┌──

PR #7447, opened 2024-08-27
Add setter equivalent to Color constants: 

StartsMercury:
`Color.ORANGE` is to `mycolor.setToOrange()`

## Naming

The naming may be adjusted now, it's the only good initial format I thought it could have: `setTo<ColorInCamelCase>`.

### Adding, Updating, or Removing Color Definitions: missing the other equivalent

This could be mostly addressed by having constant definitions depend on their method counterparts: `Color ORANGE = new Color(...)` turns into `Color ORANGE = new Color().setToOrange()`. Though may not happen often, it may be more likely to miss a constant than method with this solution.

## Formatting

* Initially, the method and its body are formatted on one line


Frosty-J:
I'm not clear on the advantage of adding all these new methods over using `myColor.set(Color.ORANGE)`.

StartsMercury:
Oh, I forgot to mention the *why* I made this!

I'll add it later. So, the methods should be

Frosty-J:
All these assertions pass for me (with assertions enabled - verified using `assert false`).

StartsMercury:
(moved from last comment edit)

Okay. `setToOrange` prevents the possibility of `Color.ORANGE` being mutated somewhere else.

(addition)

Yeah, describing the scenario instead of adding it to my example scenario wasn't helpful at all I notced. Woops! I'll go add `c1.set(1.0, 2.0, 3.0, 4.0)`.

PokeMMO:
I'd love to see a proper encapsulation PR. Are method calls even expensive still?

StartsMercury:
I am not sure if method calls are not as expensive on the systems where they are. Though I am unsure if these kind of calls (`set(Color.RED)` and `setToRed()`) are always done each frame (probably not?).

PokeMMO:
Sorry for not being clear, I meant encapsulation method calls. For example making `r` private and require using `getR()` and `setR()` instead of directly changing the Color.

Doing so would allow us to create immutable colors.

Frosty-J:
I believe getters and setters will get inlined? During runtime, or possibly even earlier if ProGuard optimisations are enabled. But I can't speak with certainty, especially when it comes to iOS.

Frosty-J:
It's up to you, but `//@off` and `//@on` can be used to disable Spotless checks for a section of code (i.e. these methods that used to take a quarter of the lines that they do now) then re-enable them after.

tommyettinger:
All existing code that uses the r, g, b, and a properties would break if we forced those to change to getters. So much would break, inside libGDX and outside it, including code that wasn't mutating any Color instances, and so wasn't wrong. There's no automated way to fix it when people update. We would absolutely need to deprecate for at least a full minor version to give people a chance to prepare.

What I think is the better way, if you do decide to break everything, would be to use int or float primitives to represent RGBA colors, since those can be made final and thus fully immutable. You would use static methods on a class like Color to access the red, green, blue, or alpha segment of an int or float primitive representing an RGBA color. This is what I have been doing in [colorful-gdx](https://github.com/tommyettinger/colorful-gdx/blob/master/colorful/src/main/java/com/github/tommyettinger/colorful/rgb/Palette.java) and [SquidSquad](https://github.com/yellowstonegames/SquidSquad/blob/main/squidcore/src/main/java/com/github/yellowstonegames/core/DescriptiveColorRgb.java) for years now.

mgsx-dev:
Maybe there is another solution that minimize breaking. Something like that : 

```java
public class Color {
    public static class ConstantColor {
        public final float r,g,b,a;
        public ConstantColor(float r, float g, float b, float a){ ... }
    }
    public static final ConstantColor RED = new ConstantColor(1,0,0,1);
    ...
    public Color(ConstantColor color){ /* simply copy rgba fields */ }
    public void set(ConstantColor color){ /* simply copy rgba fields */ }
}
```

With this solution, a common code adaptation required would be things like : `Color color = Color.RED` which is already prone of issues. And the fix is easy : `Color color = new Color(Color.RED)`.

We could duplicate other Color methods like `add, sub, lerp, equals, mul` but i'm not sure it worth it.

For calls like : `spriteBatch.setColor, ScreenUtils.clear, shapeRenderer.setColor, and maybe few others` we could add methods supporting ContantColor. I don't think there are a lot (i didn't deeply checked).

Note that i found this issue in libgdx code recently : https://github.com/libgdx/libgdx/blob/master/extensions/gdx-freetype/src/com/badlogic/gdx/graphics/g2d/freetype/FreeTypeFontGenerator.java#L759
and this one : https://github.com/libgdx/libgdx/blob/054b25b8ced6fa54ba0c8d959b6a08a8d54de9d9/gdx/src/com/badlogic/gdx/graphics/g2d/RepeatablePolygonSprite.java#L45

I'm not sure @PokeMMO solution (setters) is good : my concern is what setters do for these immutable colors ? 
* Do nothing ? that would be hard to spot why a color doesn't change when you change it.
* Throw exception ? You'd need good test coverage to spot them before production and spend time to find the source of the issue.

What do you think guys?

Frosty-J:
Subclass seems good. I'm not too concerned with your examples from the libGDX codebase since changing `FreeTypeFontParameter`'s `color` is a rare thing to do (tinting a font is effectively free; generating a new one is slow on mobile especially) and in `RepeatablePolygonSprite` it is private with a setter but no getter, though it wouldn't kill us to err on the side of caution and `new Color()` the FontParam.

Setters could log a non-fatal error with stacktrace if immutable. But to be honest I'm not that keen, the more I think about it. Oversimplistic example without delta, clamping, or `Interpolation` class: `col.a += .1f` would become `col.setA(col.getA() + .1f)`?

PokeMMO:
The more "correct" way to do immutability is to make all Colors immutable and return a copy for the `set` methods.

The middle ground fix, retaining some performance, but requiring an api change is `setX()` which modifies and returns `this` for mutable, and a copy for immutable.

Both of those are very breaking, and would require everyone to change the way they use Colors.

The yolo performance focused way, is to throw an exception/log a warning when trying to modify an immutable color, as @Frosty-J mentioned. This is what I would suggest, as if you do this, you're *already* shooting yourself in the foot. I'm sure a lot of us have accidentally modified a static Color and then had to figure out why something was inexplicably broken.

mgsx-dev:
@PokeMMO don't take it badly but i'm not convinced by the encapsulation solution. Any logging/throw exception/do nothing/copy behaviors are not good imho. 

To clarify my concerns above : Depending on game code complexity of branching and possible states you could have some rare cases where a Color object arrive into some mutating code. Could happen in dev (best case scenario), could happen in production (worse case scenario). Making game crashing for that reason would be worse than current state. (i guess some lucky games can live with the mistakes in their code).

The auto copy approach is maybe the better in the 4 possible behavior with still possible mistakes of generating garbage : eg.
```java
Color myColor = Color.WHITE; // at initialisation time
myColor.setR(time % 1f) // at every frames.
```

I prefer a solution that prevent user to make the mistake at compilation time like the one i suggested.

Also, in term of code readability, public fields are way better. As you noticed we'd need to do that for Vector2 and Vector3 as well.
(TBH if we make these fields private someday, i'll surely monkey patch these classes to keep the readability and avoid huge code migration in my stuff).

I'll stop here and read other team members thoughts on all that.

└──

Repeat, word for word, the lines from the start of the records to the line that contains "### Adding, Updating, or", both of them included, and no others.

TASK RESULT:
PR #7447, opened 2024-08-27
Add setter equivalent to Color constants: 

StartsMercury:
`Color.ORANGE` is to `mycolor.setToOrange()`

## Naming

The naming may be adjusted now, it's the only good initial format I thought it could have: `setTo<ColorInCamelCase>`.

### Adding, Updating, or Removing Color Definitions: missing the other equivalent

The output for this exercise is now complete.